Assignment - For the entries below, the expected answer is the line with "direction: byte offsets.", the line with "all four done.", and every line between them, exactly as written, and nothing more.

(Stored data)

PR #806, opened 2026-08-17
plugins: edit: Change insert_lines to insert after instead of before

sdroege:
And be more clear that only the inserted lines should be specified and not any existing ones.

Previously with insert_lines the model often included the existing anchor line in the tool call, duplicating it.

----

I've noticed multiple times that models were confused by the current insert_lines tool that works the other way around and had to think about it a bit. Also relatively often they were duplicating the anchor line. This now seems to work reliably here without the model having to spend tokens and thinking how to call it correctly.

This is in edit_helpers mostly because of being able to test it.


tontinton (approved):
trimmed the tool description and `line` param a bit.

* * *

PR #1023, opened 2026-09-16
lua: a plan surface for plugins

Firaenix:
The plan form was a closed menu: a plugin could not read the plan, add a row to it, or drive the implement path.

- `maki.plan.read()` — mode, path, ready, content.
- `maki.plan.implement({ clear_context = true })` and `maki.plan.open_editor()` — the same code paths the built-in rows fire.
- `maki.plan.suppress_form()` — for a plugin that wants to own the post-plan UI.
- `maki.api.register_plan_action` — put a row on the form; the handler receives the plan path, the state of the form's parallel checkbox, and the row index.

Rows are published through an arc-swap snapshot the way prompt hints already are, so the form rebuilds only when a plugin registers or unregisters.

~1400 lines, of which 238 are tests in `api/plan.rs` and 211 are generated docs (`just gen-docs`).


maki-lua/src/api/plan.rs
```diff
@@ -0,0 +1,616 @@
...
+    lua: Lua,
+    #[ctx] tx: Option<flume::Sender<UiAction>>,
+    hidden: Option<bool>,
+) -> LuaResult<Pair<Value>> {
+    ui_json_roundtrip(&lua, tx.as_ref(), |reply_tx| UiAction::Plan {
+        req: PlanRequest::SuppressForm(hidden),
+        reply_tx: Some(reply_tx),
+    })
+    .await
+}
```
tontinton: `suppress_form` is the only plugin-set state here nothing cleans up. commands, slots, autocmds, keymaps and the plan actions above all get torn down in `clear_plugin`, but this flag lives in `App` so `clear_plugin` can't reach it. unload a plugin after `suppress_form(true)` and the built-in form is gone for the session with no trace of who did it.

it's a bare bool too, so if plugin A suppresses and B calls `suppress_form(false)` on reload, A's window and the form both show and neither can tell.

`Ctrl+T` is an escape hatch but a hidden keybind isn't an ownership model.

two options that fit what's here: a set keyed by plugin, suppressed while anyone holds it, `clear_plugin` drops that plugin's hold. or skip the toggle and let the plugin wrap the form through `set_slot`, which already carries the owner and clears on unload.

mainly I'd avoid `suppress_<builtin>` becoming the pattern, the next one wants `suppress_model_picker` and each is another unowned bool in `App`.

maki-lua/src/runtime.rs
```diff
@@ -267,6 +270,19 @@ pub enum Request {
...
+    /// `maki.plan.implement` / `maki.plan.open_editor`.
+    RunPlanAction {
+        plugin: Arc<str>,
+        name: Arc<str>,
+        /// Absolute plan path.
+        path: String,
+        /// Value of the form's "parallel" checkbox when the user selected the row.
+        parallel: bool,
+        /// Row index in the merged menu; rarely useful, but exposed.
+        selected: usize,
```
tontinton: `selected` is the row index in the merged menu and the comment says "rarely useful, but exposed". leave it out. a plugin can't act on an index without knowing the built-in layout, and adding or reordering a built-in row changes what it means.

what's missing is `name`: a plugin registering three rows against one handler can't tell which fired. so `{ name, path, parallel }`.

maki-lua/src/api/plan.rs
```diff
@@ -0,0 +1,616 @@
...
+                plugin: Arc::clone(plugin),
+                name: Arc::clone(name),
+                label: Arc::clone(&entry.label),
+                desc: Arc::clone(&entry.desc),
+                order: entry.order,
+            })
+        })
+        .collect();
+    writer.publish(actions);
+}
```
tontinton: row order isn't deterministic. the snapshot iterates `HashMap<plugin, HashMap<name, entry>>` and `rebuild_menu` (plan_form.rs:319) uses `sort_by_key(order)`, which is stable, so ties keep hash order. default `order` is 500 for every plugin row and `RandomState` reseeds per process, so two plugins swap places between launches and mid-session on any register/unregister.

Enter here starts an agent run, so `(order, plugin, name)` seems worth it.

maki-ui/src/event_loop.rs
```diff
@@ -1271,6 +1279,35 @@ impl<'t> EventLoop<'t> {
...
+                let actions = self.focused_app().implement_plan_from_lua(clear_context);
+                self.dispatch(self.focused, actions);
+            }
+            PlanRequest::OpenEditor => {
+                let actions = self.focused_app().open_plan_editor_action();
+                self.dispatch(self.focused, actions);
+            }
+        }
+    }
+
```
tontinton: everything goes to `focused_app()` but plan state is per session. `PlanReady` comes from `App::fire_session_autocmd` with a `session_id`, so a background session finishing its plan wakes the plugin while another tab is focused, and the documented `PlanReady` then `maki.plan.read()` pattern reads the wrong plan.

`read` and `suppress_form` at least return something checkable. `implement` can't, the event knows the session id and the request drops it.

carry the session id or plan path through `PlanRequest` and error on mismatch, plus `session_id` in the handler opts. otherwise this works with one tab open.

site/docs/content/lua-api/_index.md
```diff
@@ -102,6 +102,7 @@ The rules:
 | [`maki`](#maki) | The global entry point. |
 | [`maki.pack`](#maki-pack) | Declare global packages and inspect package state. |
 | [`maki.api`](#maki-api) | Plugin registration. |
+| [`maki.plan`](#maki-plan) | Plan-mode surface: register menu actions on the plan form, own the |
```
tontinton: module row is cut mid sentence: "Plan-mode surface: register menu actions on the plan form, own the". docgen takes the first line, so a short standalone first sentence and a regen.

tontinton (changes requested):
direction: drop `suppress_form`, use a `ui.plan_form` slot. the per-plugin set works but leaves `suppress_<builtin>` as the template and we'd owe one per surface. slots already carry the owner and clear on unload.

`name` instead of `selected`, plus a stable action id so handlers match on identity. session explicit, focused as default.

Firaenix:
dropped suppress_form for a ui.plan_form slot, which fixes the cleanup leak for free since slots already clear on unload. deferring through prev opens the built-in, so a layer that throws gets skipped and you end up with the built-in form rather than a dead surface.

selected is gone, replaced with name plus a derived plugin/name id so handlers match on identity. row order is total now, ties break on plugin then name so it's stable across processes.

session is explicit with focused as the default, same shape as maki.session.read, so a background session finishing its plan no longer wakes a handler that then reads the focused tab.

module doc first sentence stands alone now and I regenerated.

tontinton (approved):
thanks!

...

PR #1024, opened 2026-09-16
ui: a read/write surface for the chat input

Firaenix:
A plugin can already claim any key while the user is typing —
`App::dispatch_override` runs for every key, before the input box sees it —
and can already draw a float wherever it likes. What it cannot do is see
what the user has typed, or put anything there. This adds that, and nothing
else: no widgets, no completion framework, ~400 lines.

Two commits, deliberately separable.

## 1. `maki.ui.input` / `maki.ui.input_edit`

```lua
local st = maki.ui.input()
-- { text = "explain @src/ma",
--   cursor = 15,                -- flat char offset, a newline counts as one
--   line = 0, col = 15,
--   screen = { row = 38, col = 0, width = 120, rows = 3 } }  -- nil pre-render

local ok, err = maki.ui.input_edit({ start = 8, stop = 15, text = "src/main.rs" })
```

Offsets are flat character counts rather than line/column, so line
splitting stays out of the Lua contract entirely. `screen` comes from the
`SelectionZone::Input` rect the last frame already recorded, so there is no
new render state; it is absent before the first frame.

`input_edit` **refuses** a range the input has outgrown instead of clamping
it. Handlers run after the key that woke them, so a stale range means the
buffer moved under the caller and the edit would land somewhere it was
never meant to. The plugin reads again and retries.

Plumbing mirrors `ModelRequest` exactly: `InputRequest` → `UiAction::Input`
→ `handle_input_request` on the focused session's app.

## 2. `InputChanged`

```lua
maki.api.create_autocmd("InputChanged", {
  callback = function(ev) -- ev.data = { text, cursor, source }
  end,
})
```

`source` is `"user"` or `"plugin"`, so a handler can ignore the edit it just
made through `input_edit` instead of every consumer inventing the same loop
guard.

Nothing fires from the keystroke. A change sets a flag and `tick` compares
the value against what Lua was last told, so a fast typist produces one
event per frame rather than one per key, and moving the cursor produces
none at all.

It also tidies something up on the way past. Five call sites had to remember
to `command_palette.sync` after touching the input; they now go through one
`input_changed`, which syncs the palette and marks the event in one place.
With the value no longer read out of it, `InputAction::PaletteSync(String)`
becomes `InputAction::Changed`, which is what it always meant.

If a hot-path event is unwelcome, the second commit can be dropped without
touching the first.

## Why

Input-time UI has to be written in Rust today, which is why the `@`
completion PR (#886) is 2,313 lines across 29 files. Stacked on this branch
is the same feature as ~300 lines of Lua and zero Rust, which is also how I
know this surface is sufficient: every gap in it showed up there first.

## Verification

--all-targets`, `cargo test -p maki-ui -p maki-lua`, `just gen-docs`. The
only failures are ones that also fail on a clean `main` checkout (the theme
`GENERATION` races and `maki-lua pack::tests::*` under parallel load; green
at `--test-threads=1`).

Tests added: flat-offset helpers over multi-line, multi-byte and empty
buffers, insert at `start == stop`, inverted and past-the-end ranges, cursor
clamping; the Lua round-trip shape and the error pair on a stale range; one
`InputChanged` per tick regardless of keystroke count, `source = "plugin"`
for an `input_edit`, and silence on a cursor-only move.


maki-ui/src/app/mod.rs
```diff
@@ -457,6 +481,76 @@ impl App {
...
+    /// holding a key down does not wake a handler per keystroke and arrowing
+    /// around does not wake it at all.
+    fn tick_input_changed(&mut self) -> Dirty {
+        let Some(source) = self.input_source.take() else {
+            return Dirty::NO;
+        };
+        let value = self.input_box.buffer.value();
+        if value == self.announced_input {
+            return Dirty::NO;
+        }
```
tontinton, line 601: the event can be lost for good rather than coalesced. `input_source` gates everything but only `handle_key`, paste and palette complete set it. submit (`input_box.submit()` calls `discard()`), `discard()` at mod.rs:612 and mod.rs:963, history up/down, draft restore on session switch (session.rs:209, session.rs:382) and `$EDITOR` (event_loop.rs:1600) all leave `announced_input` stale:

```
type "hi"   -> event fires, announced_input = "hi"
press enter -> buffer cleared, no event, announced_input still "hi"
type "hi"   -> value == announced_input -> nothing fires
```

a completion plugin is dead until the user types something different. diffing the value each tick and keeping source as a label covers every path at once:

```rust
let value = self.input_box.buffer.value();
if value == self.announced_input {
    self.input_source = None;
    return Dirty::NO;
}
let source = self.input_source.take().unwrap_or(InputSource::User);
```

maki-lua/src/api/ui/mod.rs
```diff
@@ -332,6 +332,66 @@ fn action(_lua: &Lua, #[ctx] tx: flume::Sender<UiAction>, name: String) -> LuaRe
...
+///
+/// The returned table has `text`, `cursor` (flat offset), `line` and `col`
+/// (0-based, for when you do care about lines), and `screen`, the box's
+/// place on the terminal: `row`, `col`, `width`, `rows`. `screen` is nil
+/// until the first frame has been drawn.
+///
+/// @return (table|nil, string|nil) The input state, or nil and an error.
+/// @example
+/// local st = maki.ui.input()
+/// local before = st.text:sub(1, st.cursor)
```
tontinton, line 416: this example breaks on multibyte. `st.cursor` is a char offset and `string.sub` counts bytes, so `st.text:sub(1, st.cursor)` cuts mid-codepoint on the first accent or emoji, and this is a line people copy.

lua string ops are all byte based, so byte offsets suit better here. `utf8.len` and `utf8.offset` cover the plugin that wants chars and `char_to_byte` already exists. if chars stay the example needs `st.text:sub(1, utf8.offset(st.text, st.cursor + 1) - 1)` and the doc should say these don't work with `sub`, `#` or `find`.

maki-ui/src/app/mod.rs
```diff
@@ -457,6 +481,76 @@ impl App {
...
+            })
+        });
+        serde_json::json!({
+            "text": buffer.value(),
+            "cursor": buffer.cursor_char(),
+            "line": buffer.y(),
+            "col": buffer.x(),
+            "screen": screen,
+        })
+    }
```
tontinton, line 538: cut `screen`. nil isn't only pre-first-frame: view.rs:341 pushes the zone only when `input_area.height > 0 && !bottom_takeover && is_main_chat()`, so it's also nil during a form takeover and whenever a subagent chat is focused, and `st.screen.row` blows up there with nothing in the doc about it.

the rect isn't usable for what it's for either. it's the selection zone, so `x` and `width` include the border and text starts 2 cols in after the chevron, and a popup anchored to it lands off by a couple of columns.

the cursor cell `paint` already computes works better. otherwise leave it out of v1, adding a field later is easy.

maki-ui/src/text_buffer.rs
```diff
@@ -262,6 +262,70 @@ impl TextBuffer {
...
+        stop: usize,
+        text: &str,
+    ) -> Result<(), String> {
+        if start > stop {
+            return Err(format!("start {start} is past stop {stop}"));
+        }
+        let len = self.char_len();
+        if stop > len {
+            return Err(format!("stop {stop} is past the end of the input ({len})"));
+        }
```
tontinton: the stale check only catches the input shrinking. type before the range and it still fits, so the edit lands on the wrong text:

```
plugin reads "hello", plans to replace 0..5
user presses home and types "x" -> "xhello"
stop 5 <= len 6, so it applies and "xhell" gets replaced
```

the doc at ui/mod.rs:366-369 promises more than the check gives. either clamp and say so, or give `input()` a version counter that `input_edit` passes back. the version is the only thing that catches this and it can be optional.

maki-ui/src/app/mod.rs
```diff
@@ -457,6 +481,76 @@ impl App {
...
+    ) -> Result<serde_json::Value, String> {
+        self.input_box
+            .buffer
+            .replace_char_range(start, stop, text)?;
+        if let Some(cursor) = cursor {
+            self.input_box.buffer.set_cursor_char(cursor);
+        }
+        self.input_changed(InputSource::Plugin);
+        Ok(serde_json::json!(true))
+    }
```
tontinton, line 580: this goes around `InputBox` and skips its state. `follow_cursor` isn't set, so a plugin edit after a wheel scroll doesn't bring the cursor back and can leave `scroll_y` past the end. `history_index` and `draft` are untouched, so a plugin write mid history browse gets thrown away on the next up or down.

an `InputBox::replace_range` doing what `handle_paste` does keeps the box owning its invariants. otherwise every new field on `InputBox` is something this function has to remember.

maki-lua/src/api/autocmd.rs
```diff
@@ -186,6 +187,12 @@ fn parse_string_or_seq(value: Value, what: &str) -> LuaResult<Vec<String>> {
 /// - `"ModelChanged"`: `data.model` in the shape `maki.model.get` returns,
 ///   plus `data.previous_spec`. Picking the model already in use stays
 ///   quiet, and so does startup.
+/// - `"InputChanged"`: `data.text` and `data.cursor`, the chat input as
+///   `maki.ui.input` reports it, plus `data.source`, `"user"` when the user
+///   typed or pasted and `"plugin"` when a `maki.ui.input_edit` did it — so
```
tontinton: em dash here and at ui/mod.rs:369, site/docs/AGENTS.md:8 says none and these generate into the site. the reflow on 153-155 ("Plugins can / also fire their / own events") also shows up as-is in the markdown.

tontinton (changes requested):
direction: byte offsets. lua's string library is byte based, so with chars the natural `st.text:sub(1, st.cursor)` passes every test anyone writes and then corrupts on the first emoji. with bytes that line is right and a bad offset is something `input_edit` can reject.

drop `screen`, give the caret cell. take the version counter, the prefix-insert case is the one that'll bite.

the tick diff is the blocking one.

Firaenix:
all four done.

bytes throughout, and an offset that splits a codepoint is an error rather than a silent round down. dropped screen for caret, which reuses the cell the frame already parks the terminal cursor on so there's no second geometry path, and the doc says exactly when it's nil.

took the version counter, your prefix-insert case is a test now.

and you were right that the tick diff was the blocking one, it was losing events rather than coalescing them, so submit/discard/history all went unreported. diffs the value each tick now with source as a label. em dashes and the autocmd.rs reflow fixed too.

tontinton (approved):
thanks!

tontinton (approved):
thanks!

Exercise output -
direction: byte offsets. lua's string library is byte based, so with chars the natural `st.text:sub(1, st.cursor)` passes every test anyone writes and then corrupts on the first emoji. with bytes that line is right and a bad offset is something `input_edit` can reject.

drop `screen`, give the caret cell. take the version counter, the prefix-insert case is the one that'll bite.

the tick diff is the blocking one.

Firaenix:
all four done.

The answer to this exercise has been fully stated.